WHAT TO WORK ON:
When you answer, give every record back exactly as written.

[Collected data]
PR #740, opened 2020-01-24
Feature/rdkb toolchain docker builder

tomereli:
In order to build Intel RDKB, we need to use xenial Ubuntu at
the moment, so add a Dockerfile to allow building RDKB toolchain from a
container.

The entrypoint script includes sourcing puma_setup so the next command
should be bitbake.

The build.sh script maps uses the current user id and group id as the
container group id and user id so newly created files will have the
same permissions as in the host.

The RDKB root folder is the only argument for the script (positional)
and is also mapped into the container.

Finally, since during RDKB build there is a need to clone via git
repositories, also map the user HOME directory so we are using the same
.gitconfig as the user does which should fix any git proxy issues.


vitalybu (approved):
Looks good to me

tools/docker/builder/rdkb/toolchain/entrypoint.sh
```diff
@@ -0,0 +1,11 @@
+#!/bin/bash
+echo RDKB_ROOT=$RDKB_ROOT
+cd $RDKB_ROOT/setup
+
+if [ -d "${RDKB_ROOT}/atom_rdkbos/build" ]; then 
+    . puma_setup -o 
+else
+    . puma_setup -c configs/p7_atom_rdkbos_dev-debug.config
```
morantr: we use `configs/p7_atom_rdkbos_wave600_dev-debug.config`

morantr (approved):

tools/docker/builder/rdkb/toolchain/entrypoint.sh
tomereli: Thanks, I'll change it then. Good catch!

TASK RESULT:
PR #740, opened 2020-01-24
Feature/rdkb toolchain docker builder

tomereli:
In order to build Intel RDKB, we need to use xenial Ubuntu at
the moment, so add a Dockerfile to allow building RDKB toolchain from a
container.

The entrypoint script includes sourcing puma_setup so the next command
should be bitbake.

The build.sh script maps uses the current user id and group id as the
container group id and user id so newly created files will have the
same permissions as in the host.

The RDKB root folder is the only argument for the script (positional)
and is also mapped into the container.

Finally, since during RDKB build there is a need to clone via git
repositories, also map the user HOME directory so we are using the same
.gitconfig as the user does which should fix any git proxy issues.


vitalybu (approved):
Looks good to me

tools/docker/builder/rdkb/toolchain/entrypoint.sh
```diff
@@ -0,0 +1,11 @@
+#!/bin/bash
+echo RDKB_ROOT=$RDKB_ROOT
+cd $RDKB_ROOT/setup
+
+if [ -d "${RDKB_ROOT}/atom_rdkbos/build" ]; then 
+    . puma_setup -o 
+else
+    . puma_setup -c configs/p7_atom_rdkbos_dev-debug.config
```
morantr: we use `configs/p7_atom_rdkbos_wave600_dev-debug.config`

morantr (approved):

tools/docker/builder/rdkb/toolchain/entrypoint.sh
tomereli: Thanks, I'll change it then. Good catch!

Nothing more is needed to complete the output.